For 20 years, the portly, white-haired Lasorda sat in his office, walls covered with celebrity photos, and filled out the lineup card for the Dodgers. Meanwhile, for all the other teams in the bigs, more than 210 men passed through the major league managing turnstile. Since Lasorda stepped down in 1996, the Dodgers have gone through three field leaders and are now looking for their fourth. He may have seemed unstable while he was out there throwing tantrums and cursing to high heaven, but he was always there the next day, ready to talk.
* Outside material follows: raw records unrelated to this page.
PR #412, opened 2024-08-16
feat: Support for wildcard domains

### LINKED ISSUE #148: Wildcard domains
### Description

The k8s ingress spec specifies that it does support wildcard hostnames https://kubernetes.io/docs/concepts/services-networking/ingress/#hostname-wildcards
For other ingress controllers which are simply proxy servers, they can set up rules to handle wildcard hosts and leave the dns up to the user. With ngrok, a matcher rule doesn't do anything if an edge isn't setup with an actual host with dns routing to it, so we'll need to setup an edge.

Currently if you try to use a wildcard, you get this error

```
2023-02-14T16:57:35Z	ERROR	controllers.ingress	Failed to sync ingress to store	{"error": "Domain.ingress.k8s.ngrok.com \"*-bezek-hello-world-ingress-ngrok-io\" is invalid: metadata.name: Invalid value: \"*-bezek-hello-world-ingress-ngrok-io\": a lowercase RFC 1123 subdomain must consist of lower case alphanumeric characters, '-' or '.', and must start and end with an alphanumeric character (e.g. 'example.com', regex used for validation is '[a-z0-9]([-a-z0-9]*[a-z0-9])?(\\.[a-z0-9]([-a-z0-9]*[a-z0-9])?)*')"}
```

### Use Case

Allow the utilization of wildcard domains

### Related issues

_No response_

jonstacks:
Closes #148 

## What

Allows for using wildcard domains via the ingress controller.

### `Domain` CR naming

The algorithm for creating domains was to aggregate all of the `rules.Host`s from ingresses and the `listener.hostnames` from Gateways. This would give us a list of ngrok `Domain` CRs  to create/update. We currently replace `.` with `-` in the domain name to create the `Domain` CRs. This works fine expect that `*` are not valid in kubernetes resource names. So we now replace `*` with `wildcard` when generating the `Domain` CR Name.  This makes the name now a valid k8s name.

This could cause future problems if you want to reserve the domain `wildcard.example.com` as the name wouldn't be able to be distinguished from the one generated by `*.example.com` as they would both generate a `Domain` CR named `wildcard-example-com`. We should probably look at generating these names like we do for `HTTPSEdge` CRs going forward to prevent this future problem, but this is not handled in this PR. 

### `HTTPS` Edge Labels

Previously we would add a label to the `HTTPSEdge` CR with the domain. This causes problems when using wildcards since `*` is not a valid character for labels. I initially debated about hashing the domain and using that as the label instead. However, we can extract the `hostports` from the existing edge. For `HTTPSEdges` generated by the driver, they will only ever have a single domain per `HTTPSEdge` and will always be listening on port 443. We can use this to compare if the edge in question is the same one as the one we are generating from the Ingress/Gateway configuration. This allows us to get rid of using the domain label or having to implement hashing for it.

## Breaking Changes

No, with the caveat that if you could hit the above edge case temporarily if you are using both `wildcard.example.com` and `*.example.com`

### DIFF
--- a/internal/store/driver.go
+++ b/internal/store/driver.go
@@ -31,10 +31,14 @@ import (
 
 const clusterDomain = "svc.cluster.local" // TODO: We can technically figure this out by looking at things like our resolv.conf or we can just take this as a helm option
 
+var domainNameForResourceNameReplacer = strings.NewReplacer(
+	".", "-", // replace dots with dashes
+	"*", "wildcard", // replace wildcard with the literal "wildcard"
+)
+
 const (
 	labelControllerNamespace = "k8s.ngrok.com/controller-namespace"
 	labelControllerName      = "k8s.ngrok.com/controller-name"
-	labelDomain              = "k8s.ngrok.com/domain"
 	labelNamespace           = "k8s.ngrok.com/namespace"
 	labelServiceUID          = "k8s.ngrok.com/service-uid"
 	labelService             = "k8s.ngrok.com/service"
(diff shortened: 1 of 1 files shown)


alex-bezek (approved):
For the potential edge case of the conflicting `*` vs `wildcard` do we plan to address that right away, or is it something we should document somewhere for our users and support just incase someone hits it?

jonstacks:
> For the potential edge case of the conflicting `*` vs `wildcard` do we plan to address that right away, or is it something we should document somewhere for our users and support just incase someone hits it?

I think it is lower on the priority list. I'll write up an issue for it and link it so it appears in our list of issues.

His secret? "A patient owner. Understanding general managers. Good players. Not necessarily in that order," he's said. That little formula puts Lasorda fourth on the longest-managed list. He's only topped by his predecessor Walter Alston (23 seasons), Connie Mack (the Philadelphia A's, a whopping 50 seasons) and John McGraw (31 seasons with the New York Giants). But McGraw and Mack were also the team owners -- a little difficult to fire. Also since Lasorda traded in his spikes, the O'Malley family, who had owned the Dodgers for his entire career with the team, sold the whole shebang to Rupert Murdoch's Fox Corp. in 1998, taking away a certain old-school charm that fewer and fewer clubs can claim anymore.
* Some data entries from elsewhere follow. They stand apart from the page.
Issue #56, opened 2022-12-05
Support Multiple Rules per ingress


alex-bezek:
Currently we only support 1 rule per ingress as a shortcut during our initial development phase. We should support multiple rules

jonstacks:
While we are doing this, I'm going to look at supporting multiple rules per ingress as well as multiple rules for the same host defined in multiple ingresses.

jonstacks:
We are going to wait until we implement a store. This will be much easier after that

alex-bezek:
This functionality was handled as a part of the store https://github.com/ngrok/kubernetes-ingress-controller/issues/93

PR #413, opened 2024-08-20
fix(store): Multiple ingress rules per ingress not working

jonstacks:
Was originally supposed to be completed in https://github.com/ngrok/kubernetes-ingress-controller/issues/56, but might have been a slight regression

## What

Adds support for having multiple rules per ingress. Example:
```yaml
kind: Ingress
metadata:
  name: test-ingress
  namespace: default
  annotations:
    k8s.ngrok.com/modules: "compression,tls,only-trusted-ips,circuit-breaker"
spec:
  ingressClassName: ngrok
  rules:
  - host: my-test-app-4.ngrok.io
    http:
      paths:
      - path: /
        pathType: Prefix
        backend:
          service:
            name: test-app-1
            port:
              name: http
  - host: my-test-app-5.ngrok.io
    http:
      paths:
      - path: /app-2
        pathType: Prefix
        backend:
          service:
            name: test-app-2
            port:
              name: http
      - path: /app-1
        pathType: Prefix
        backend:
          service:
            name: test-app-1
            port:
              name: http
```

## How

* We had a check that marked ingresses with multiple rules as an error. Remove that check
* Add a test that checks that when we list ngrok ingresses in the store that we get back ones with more than 1 ingress rule.

## Breaking Changes
No

### DIFF
--- a/internal/store/store.go
+++ b/internal/store/store.go
@@ -417,9 +417,6 @@ func (s Store) shouldHandleIngressCheckClass(ing *netv1.Ingress) (bool, error) {
 // shouldHandleIngressIsValid checks if the ingress should be handled by the controller based on the ingress spec
 func (s Store) shouldHandleIngressIsValid(ing *netv1.Ingress) (bool, error) {
 	errs := errors.NewErrInvalidIngressSpec()
-	if len(ing.Spec.Rules) > 1 {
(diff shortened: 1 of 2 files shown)


alex-bezek (approved):
Nice. Can't believe we did the code fixes to allow this and forgot to remove the validator 😅

PR #418, opened 2024-08-28
feat(ci): Add a matrix style test for different versions of k8s & helm

jonstacks:
## What

While trying to reproduce #416, I made a GitHub Actions matrix job that allows us to install to do an e2e style deployment of our helm charts. We aren't providing an actual auth token or API key currently, so it will just fail to connect, but we can use this to validate that chart versions install properly along with the CRDs. If we do find a case that can re-create #416, this will also help serve as a regression test in the future.

## How

Created a GitHub action that allows for `workflow_dispatch`, so we can test any of our helm chart versions. I chose the latest 4 versions of helm as well as k8s to test against using a kind cluster

## Breaking Changes

No, this is an internal tool for testing.

### DIFF
--- a/.github/workflows/install-relased-helm.yaml
+++ b/.github/workflows/install-relased-helm.yaml
@@ -1,0 +1,66 @@
+name: Helm install Matrix
+on:
+  workflow_dispatch:
+    inputs:
+      chart_version:
+        description: 'The version of the chart to install'
+        required: true
+        default: 'v0.14.1'
+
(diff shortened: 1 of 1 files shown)


jonstacks:
Here is one of the test runs for reference https://github.com/jonstacks/ngrok-ingress-controller/actions/runs/10605121421

nikolay-ngrok (approved):
👍

PR #424, opened 2024-09-10
Add feature flag support for bindings

hjkatz:
## What

Adds feature flags support (primarily for bindings)

## How

* Support flag: `--enable-feature-bindings`

## Breaking Changes

### DIFF
--- a/cmd/main.go
+++ b/cmd/main.go
@@ -94,6 +94,10 @@ type managerOpts struct {
 	zapOpts                   *zap.Options
 	clusterDomain             string
 
+	// feature flags
+	enableFeatureIngress  bool
+	enableFeatureBindings bool
+
 	// env vars
 	namespace   string
 	ngrokAPIKey string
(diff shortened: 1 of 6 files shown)


jonstacks (approved):

cmd/main.go
```diff
@@ -125,6 +129,13 @@ func cmd() *cobra.Command {
 	c.Flags().BoolVar(&opts.useExperimentalGatewayAPI, "use-experimental-gateway-api", false, "sets up experemental gatewayAPI")
 	c.Flags().StringVar(&opts.clusterDomain, "cluster-domain", "svc.cluster.local", "Cluster domain used in the cluster")
 	c.Flags().StringVar(&opts.rootCAs, "root-cas", "trusted", "trusted (default) or host: use the trusted ngrok agent CA or the host CA")
+
+	// feature flags
+	// default always enabled for now
+	// c.Flags().BoolVar(&opts.enableFeatureIngress, "enable-feature-ingress", true, "Enables the Ingress controller")
+	opts.enableFeatureIngress = true
```
alex-bezek, line 136: What do you see for the future of this? This goes back to what I was mentioning about considering what are feature flags we want to put features behind during development/alpha and then will remove later on once stable and default on. VS long lived configuration options to opt in and out of. 

Are you thinking one day we will want to let people toggle off the ability for Ingress objects to work?

helm/ingress-controller/values.yaml
```diff
@@ -203,3 +203,7 @@ log:
 ## ref: https://kubernetes.io/docs/concepts/containers/container-lifecycle-hooks/
 ##
 lifecycle: {}
+
+## @param bindings.enabled Whether to enable the Endpoint Bindings feature
+bindings:
+  enabled: true
```
alex-bezek, line 209: do you want this enabled by default during initial development phases?

cmd/main.go
hjkatz: Yes, we will want to support orthagonal features.

For now these can be on the opts struct, but I imagine a `pkg/featureflags/` and a struct/interface returned that the rest of the code can inspect to see what is enabled and what they should do.

helm/ingress-controller/values.yaml
hjkatz: Nope, I'll go change that. Thank you.

cmd/main.go
alex-bezek: > we will want to support orthagonal features.

Can you explain what you mean here more and how that applies? I get we'll be adding additional new features that will be either feature flagged during roll out, or there will be features orthogonal to the core feature set that people will want to be able to toggle on/off. I just haven't seen Ingress controllers disable ingress. 

Are you thinking there will be a product request to install the operator and only let it create bindings but not create ingress and that needs to be handled at the controller level vs something like not making `ngrok` ingress classes?

hjkatz: > Are you thinking there will be a product request to install the operator and only let it create bindings but not create ingress and that needs to be handled at the controller level vs something like not making ngrok ingress classes?

Yes, exactly this.

The ngrok-operator will be able to enable/disable various features which atm in the code are just 1 feature: the ingress controller.

So that feature is staying enabled by default and we can backport it into a feature flag at a later time.

PR #433, opened 2024-09-16
Update README.md to use ngrok Kubernetes Operator instead of ingress controller. 

stmcallister:
Caught a few more instances of `ingress controller` in README and changed them to use `ngrok Kubernetes Operator`.


jonstacks:
Thanks @stmcallister!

So what's next for Lasorda? He's got himself a pretty sweet deal right now: helping scout and train, assisting players and coaches, and going out and talking up baseball and the Dodgers to whomever will listen. Although, from the sound of it, you can hear the manager in him itching to breathe free. As the U.S. team prepared for its gold-medal game, Lasorda got so charged by his team that he seemed to have the old managerial thinking cap back on. "If you don't love this team, then you don't like Christmas," he shouted. "If you gave me this club right here with me managing, in two years we'd win the World Series!"